What to do:
Repeat the records given below in full, with no changes.

======== Data for processing ========

PR #463, opened 2023-04-15
Creating Title-Subtitle style Land Entry message

Dweblenod:
Does not replace existing chat message, just another version! Introduces Carima font used by Homestuck for their Land Entry messages


src/main/resources/assets/minestuck/font/carima.ttf
kirderf1, line 1: What is this font licensed under? Is there somewhere we can note which license that applies?

src/main/java/com/mraof/minestuck/data/MinestuckEnUsLanguageProvider.java
```diff
@@ -1699,7 +1699,8 @@ protected void addTranslations()
 		addLand(MonstersLandType.MONSTERS, "Monsters");
 		addLand(TowersLandType.TOWERS, "Towers");
 		add(LandTypePair.FORMAT, "Land of %s and %s");
-		add(SburbHandler.LAND_ENTRY, "Welcome to %s.");
+		add(SburbHandler.CHAT_LAND_ENTRY, "Welcome to %s.");
+		add(SburbHandler.TITLE_LAND_ENTRY, "%s");
```
kirderf1, line 1703: What is the point to this specific lang entry?

Dweblenod: I was under the impression we wanted to keep it translatable, in which case two arguments are needed unless I can just "%s" into SburbHandler

src/main/resources/assets/minestuck/font/carima.ttf
Dweblenod: It has been determined that we would be distributing this, which goes against copyright. Removing

src/main/java/com/mraof/minestuck/data/MinestuckEnUsLanguageProvider.java
kirderf1: Keeping it translatable? Two arguments are needed? I'm not sure what problem you're trying to solve.

Dweblenod: Issue resolved, thanks for help!

kirderf1 (approved):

========

Solution to the exercise:
PR #463, opened 2023-04-15
Creating Title-Subtitle style Land Entry message

Dweblenod:
Does not replace existing chat message, just another version! Introduces Carima font used by Homestuck for their Land Entry messages


src/main/resources/assets/minestuck/font/carima.ttf
kirderf1, line 1: What is this font licensed under? Is there somewhere we can note which license that applies?

src/main/java/com/mraof/minestuck/data/MinestuckEnUsLanguageProvider.java
```diff
@@ -1699,7 +1699,8 @@ protected void addTranslations()
 		addLand(MonstersLandType.MONSTERS, "Monsters");
 		addLand(TowersLandType.TOWERS, "Towers");
 		add(LandTypePair.FORMAT, "Land of %s and %s");
-		add(SburbHandler.LAND_ENTRY, "Welcome to %s.");
+		add(SburbHandler.CHAT_LAND_ENTRY, "Welcome to %s.");
+		add(SburbHandler.TITLE_LAND_ENTRY, "%s");
```
kirderf1, line 1703: What is the point to this specific lang entry?

Dweblenod: I was under the impression we wanted to keep it translatable, in which case two arguments are needed unless I can just "%s" into SburbHandler

src/main/resources/assets/minestuck/font/carima.ttf
Dweblenod: It has been determined that we would be distributing this, which goes against copyright. Removing

src/main/java/com/mraof/minestuck/data/MinestuckEnUsLanguageProvider.java
kirderf1: Keeping it translatable? Two arguments are needed? I'm not sure what problem you're trying to solve.

Dweblenod: Issue resolved, thanks for help!

kirderf1 (approved):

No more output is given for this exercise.